Since the pulsed laser beam has a strong output, the present invention originally uses a saturable absorber 3 installed between the imaging optical system 2 and the object 4 to be exposed, as shown in FIG. By inserting a saturable absorber into the optical path of the laser beam irradiation pattern that has a wide bandwidth due to optical diffraction, the saturable absorber becomes opaque to the laser beam with a light intensity of less than a-a shown in Figure 3. , Utilizing the property of selective transmission, which becomes transparent to laser beams of a-3 or higher,
As shown in FIG. 4, the object to be exposed 4 is exposed with a sharp light beam having a peak waveform a-a with a wide bandwidth.

To explain the specific operation here, laser light sources include excimers such as xenon (Xe), chlorine (C1), lasers (Excimer 1.aser), helium, cadmium (lie-Cd) lasers, and argon (8r) lasers.
) ions, lasers, or dyes, lasers (Dye L
a5er) etc., and the wavelength of the laser is approximately 4000.
It is about A.

In addition, there are many types of saturable absorbers 3, and the light absorption, conversion wavelength, energy efficiency, etc. differ depending on the type, but the cyanine dyes mentioned above are the most used. This is an example.

In any case, as a criterion for selecting a saturable absorber,
Of the light energy irradiated to the saturable absorber, for the light energy below the limit value (threshold value) of the saturable absorber, the wavelength of the converted light energy is such that it is not sensitive to the photoresist film. It is necessary to have a light wavelength, which is generally a light wavelength of 4000 to which a photoresist film is sensitive.
Yellow, which has a much longer wavelength than A (wavelength 5500M)
) to 7000 A).

In this way, depending on the wavelength of the laser beam, the saturable absorber has a certain limit (threshold value) of transmittance and is exposed to a sharp laser beam. On the other hand, in the present invention, the resolution can be improved to about 0.5 μm.

(g) 3 Effects of the Invention As explained in detail above, by irradiating the exposed object with a combination of the laser beam of the present invention and the saturable absorber and performing the pattern transfer method, high-resolution transfer without light diffraction can be achieved. It has the great effect of providing the following.

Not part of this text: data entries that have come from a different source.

PR #1066, opened 2022-07-25
Commented out static linking MSVC++ libs and Spectre mitigation runtime.

kuzminrobin:
Works around the issue with linker warnings. 
Item 42842.


bettinaheim (changes requested):
Blocking the PR for now, since this will reintroduce a security alert related to spectre mitigated libraries. Let's examine whether and when we could possibly do an update to clang 14.

kuzminrobin:
The changes in this PR are not the way to go. They work around SDL.vnext failure but break the BinSkim.

PR #1069, opened 2022-08-03
Cgranade/lock nightly

cgranade:
This PR locks the version of the `nightly` Rust toolchain used to build the open systems simulator, preventing upstream changes from breaking builds until we are ready to upgrade to more recent nightly builds. In particular, the removal of `std::error::Error::backtrace` from the `#![feature(backtrace)]` feature caused a recent breakage, such that we can restore PR by locking before https://github.com/rust-lang/rust/pull/99431 landed — it would be good to update to use the new provider API instead, but for now, locking the toolchain allows us to restore the build.


src/Simulation/qdk_sim_rs/rust-toolchain
```diff
@@ -0,0 +1 @@
+nightly-2022-08-01
```
ricardo-espinoza, line 1: How often will we need to update this?

ricardo-espinoza (approved):

cgranade:
Apologies, it looks like I accidentally included #1058 in this PR as well; since that has been previously approved, I'll leave it in for now unless there's an objection.

src/Simulation/qdk_sim_rs/rust-toolchain
cgranade: Strictly speaking, we don't need to on any fixed schedule — old nightly builds persist and are valid, but will not include bugfixes from future nightlies. From that perspective, it's good practice to update as part of the regular maintenance of the project. Since we use a minimal number of unstable features (specifically, only backtrace), the cost to updating is very minimal — everything not gated on a feature attribute is still stable and subject to API stability rules.

PR #1070, opened 2022-08-03
Added unit documentation to Rx Rz and Ry operations

HalOwens:
Currently the documentation for these gates does not mention that theta is expressed in radians. Added this to each operation's summary.


tcNickolas:
There are several more gates that also take angle parameter (R and R1) - it makes sense to update those as well for uniformity.

Also, I'm not sure if it's best to add the clarification to the summary or to the input description. We try to keep our summaries short, so input description might be better. @swernli Any suggestions?

swernli:
Thanks for bringing this up and working on the doc update, @HalOwens! I agree with the recommendation of moving these to the input description, so they would look like:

[Brief explanation of drawings]

Fig. 1 is a schematic diagram explaining the present invention in detail, Fig. 2 is an optical characteristic diagram of a saturable absorber, Fig. 3 is a diagram explaining the diffraction of a conventional laser beam without a saturable absorber, and Fig. 4 is a diagram explaining the diffraction of a conventional laser beam without a saturable absorber. The figure shows the peak of a laser beam after the diffraction portion of the laser beam is removed by a saturable absorber. In the drawing, 1 is a pulsed laser light source, 2 is an imaging optical system, 3 is a saturable absorber, and 4 is an exposed object. Figure 1 Figure 3 Support level

Claims (1)

[Claims] A pattern transfer characterized in that when a substrate to which a pattern is to be transferred is irradiated with a pulsed wave output laser beam from an imaging optical system including a mask with a predetermined pattern, the laser beam is irradiated through a saturable absorber. Method.